2. Downloading information of indices, masking formats, and captions from [Link](). Put them to `./data`. Note that we remove some dirty samples from aforementioned datasets. Since Co3dv2 data contains object masks but MVImgNet does not, we additionally provide complete [foreground masks]() for MVImgNet through `CarveKit`. Please put the MVImgNet masks to `./data/mvimagenet/masks`.
### Pretrained weights
1. [RAFT weights]() (put it to `./check_points/mmflow/`).
2. [SD1.5-inpainting]() (put it to `./check_points/`).
3. [AnimateDiff weights](). We revise the key name for easier `peft` usages (put it to `./check_points/`).
## Training
Training with fixed nframe=12:
```
CUDA_VISIBLE_DEVICES=0,1,2,3,4,5,6,7 accelerate launch --mixed_precision="fp16" --num_processes=8 --num_machines 1 --main_process_port 29502 \
--config_file configs/deepspeed/acc_zero2.yaml train.py \
--config_file="configs/mvinpainter_{o,f}.yaml" \
--output_dir="check_points/mvinpainter_{o,f}_256" \
--train_log_interval=250 \
--val_interval=2000 \
--val_cfg=7.5 \
--img_size=256
```
Finetuning with dynamic frames (8~24):
```
CUDA_VISIBLE_DEVICES=0,1,2,3,4,5,6,7 accelerate launch --mixed_precision="fp16" --num_processes=8 --num_machines 1 --main_process_port 29502 \
--config_file configs/deepspeed/acc_zero2.yaml train.py \
--config_file="configs/mvinpainter_{o,f}.yaml" \
--output_dir="check_points/mvinpainter_{o,f}_256" \
--train_log_interval=250 \
--val_interval=2000 \
--val_cfg=7.5 \
--img_size=256 \
--resume_from_checkpoint="latest" \
--dynamic_nframe \
--low_nframe 8 \
--high_nframe 24
```
Please use `mvinpainter_{o,f}_512.yaml` to train 512x512 models.
## Inference
### Model weights
1. [MVSInpainter-O]() (Novel view synthesis, put it to `./check_points/`).
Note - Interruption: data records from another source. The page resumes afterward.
PR #353, opened 2021-04-28
Deprecate merge_schedule

berland:
It  is a too thin wrapper around sunsch to deserve its own endpoint.


berland:
The user are now faced with this when she runs the script:14:49 $ merge_schedule -v merge2.sch schedule.sch  foo.sch
```
......merge_schedule/merge_schedule.py:54: FutureWarning: merge_schedule is deprecated, use sunsch
  warnings.warn("merge_schedule is deprecated, use sunsch", FutureWarning)
Add the following lines to a yaml file and use it as input for sunsch:
----
files:
- merge2.sch
- schedule.sch
output: foo.sch
----
```

src/subscript/merge_schedule/merge_schedule.py
```diff
@@ -50,14 +50,20 @@ def main():
...
+
+    sunsch_config = {"files": args.inputfiles}
 
     if args.verbose:
         # Set the root logger to INFO, will be inherited by sunsch
         logger.setLevel(logging.INFO)
 
-    logger.info("# Sending the following YAML configuration to sunsch:")
-    logger.info(yaml.dump(sunsch_config))
+    warnings.warn
```
anders-kiaer, line 61: What does this line do?

anders-kiaer (approved):

src/subscript/merge_schedule/merge_schedule.py
berland: That should not be there!

berland: lgtm.com, where were you..? ;)

PR #355, opened 2021-04-29
Solve bug on PPCWMAX grid merging

berland:
* Cell index was shuffled through pd.merge
* Add REGIONS output from PillarModel (missing), outputting SATNUM and EQLNUM.
* Adjust whitespace in PillarModel output


vkip (approved):
LGTM!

2. [MVSInpainter-F]() (Removal, put it to `./check_points/`).
### Pipeline
1. Removing or synthesis foreground of the first view through 2D-inpainting. We recommend using [Fooocus-inpainting](https://github.com/lllyasviel/Fooocus) to accomplish this. Getting tracking masks through [Track-Anything](https://github.com/gaomingqi/Track-Anything).
Some examples are provided in `./demo`.
```
- <folder>
- images # input images with foregrounds
- inpainted # inpainted result of the first view
- masks # masks for images
```
2. (Optional) removing foregrounds from all other views through `MVInpainter-F`:
```
CUDA_VISIBLE_DEVICES=0 python test_removal.py \
--load_path="check_points/mvinpainter_f_256" \
--dataset_root="./demo/removal" \
--output_path="demo_removal" \
--resume_from_checkpoint="best" \
--val_cfg=5.0 \
--img_size=256 \
--sampling_interval=1.0 \
--dataset_names realworld \
--reference_path="inpainted" \
--nframe=24 \
--save_images # (whether to save samples respectively)
```
![removal](assets/kitchen_DSCF0676_removal_seq_0.jpg)
3. Achieving 3d bbox of the object generated from 2D-inpainting through `python draw_bbox.py`. Put the image `000x.png` and `000x.json` from `./bbox` to `obj_bbox` of the target folder.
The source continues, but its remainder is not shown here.